When the product doesn't work like in the case of this Apple situation, it's not even a question. As long as the hardware is not damaged and everything is return, "the law" completely sides with the consumer.

They do eat the restocking fee that others would charge, taking the haircut on refurb sales
What are the odds of having this experience? Shouldn’t they affect your behavior?
What's your recommendation? Try it 1000 times to get statistics?

Likelihood should affect your behavior in the same way it affects whether it actually happens and it did.

"Fool me once..."

One in a thousand wouldn't yield anything. Because it's such an unusual experience (just a few of these happening around the same time would create a news cycle), one in ten million is probably closer since there are around a billion active Apple accounts.

That's similar to the odds of dying in a non-Boeing plane ride. Even if the odds were one in a million, that's about the odds of being struck by lightning over a lifetime.

I'd think someone returning a phone over this was regretting the switch for other reasons. It's fine to keep using Android.

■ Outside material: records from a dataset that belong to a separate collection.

PR #362, opened 2021-02-17
Bank upgrade

gitpeterwind:
Refactoring of Bank. Main changes:

- Moved all Bank related to own files utils/Bank.cpp
- The usage of the Bank is now through the `BankAccount` class. Once a type `BankAccount` is defined, it can be used similarly to an array (or rather a std::map) to put and get orbitals or data. 
- The `BankAccount` are private, so no interference between different parts of the code. 
- One can open several `BankAccounts` (for Bra and Ket orbitals for example). 
- They are cleaned up automatically (destructor) when getting out of scope.
- Note that `BankAccount` class declaration (creator) is collective, i.e. it must be declared by all MPI at once.  
- Slightly faster

### DIFF
--- a/src/utils/Bank.h
+++ b/src/utils/Bank.h
@@ -1,0 +1,95 @@
+#pragma once
+
+#include "MRCPP/Parallel"
+
+#include "mrchem.h"
+#include "parallel.h"
+#include "qmfunctions/qmfunction_fwd.h"
+
+namespace mrchem {
+
+using namespace mpi;
+
+struct deposit {
+    Orbital *orb;
+    double *data; // for pure data arrays
+    bool hasdata;
+    int datasize;
+    int id = -1; // to identify what is deposited
+    int source;  // mpi rank from the source of the data
+};
+
+struct queue_struct {
+    int id;
+    std::vector<int> clients;
+};
+int const CLOSE_BANK = 1;
+int const CLEAR_BANK = 2;
+int const NEW_ACCOUNT = 3;
+int const CLOSE_ACCOUNT = 4;
+int const GET_ORBITAL = 5;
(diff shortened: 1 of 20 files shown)


src/utils/Bank.h
```diff
@@ -0,0 +1,95 @@
...
+int const SET_DATASIZE = 11;
+int const GET_DATA = 12;
+int const SAVE_DATA = 13;
+int const SAVE_NODEDATA = 14;
+int const GET_NODEDATA = 15;
+int const GET_NODEBLOCK = 16;
+int const GET_ORBBLOCK = 17;
+int const CLEAR_BLOCKS = 18;
+int const GETMAXTOTDATA = 19;
+int const GETTOTDATA = 20;
```
robertodr, line 45: Can these be inside an `enum`?

gitpeterwind: I thought of it, but it will make the code only more complicated. I do not see what positive it brings.

stigrj:
This looks like a good step in the right direction. One general problem we have is that the MPI parts are not very well tested, so we should get a few unit tests up and running here. I also had to disable MPI for the integration tests some time ago since they refused to launch correctly after `runtest` was removed. I will try to set up a testing framework for the banking, then I might come back to @gitpeterwind for help with making actual tests.

gitpeterwind:
Yes, a lot of tests including MPI would be useful.  It would however not be a big disadvantage to run those outside github.

gitpeterwind:
I plan also to make new PR relatively soon, which also include some changes on the Bank (I also put the "enum" requested by @robertodr ).
So if there are changes to be made in this PR, it would be better to take it into the new directly.

stigrj (approved):
ok, let's just take this one in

This is a reasonable point of view I guess. But there's not really a reliable way for the consumer to get the real probability. If it happened to me, it's likely enough to consider. Maybe there's a hidden variable about my usage pattern that makes it more likely. Since it's totally opaque, there's no way to know.
Sure, if actually happens to someone, they're rightfully not risking it again. If for no other reason, it'd be likely that a fresh account would be detected and associated with the old one. Plus, whatever unusual situation of yours triggered the ban, such as border crossing or how you route your Internet traffic, would probably still apply. (I'm not saying someone is doing the wrong thing if those things are the case for them.)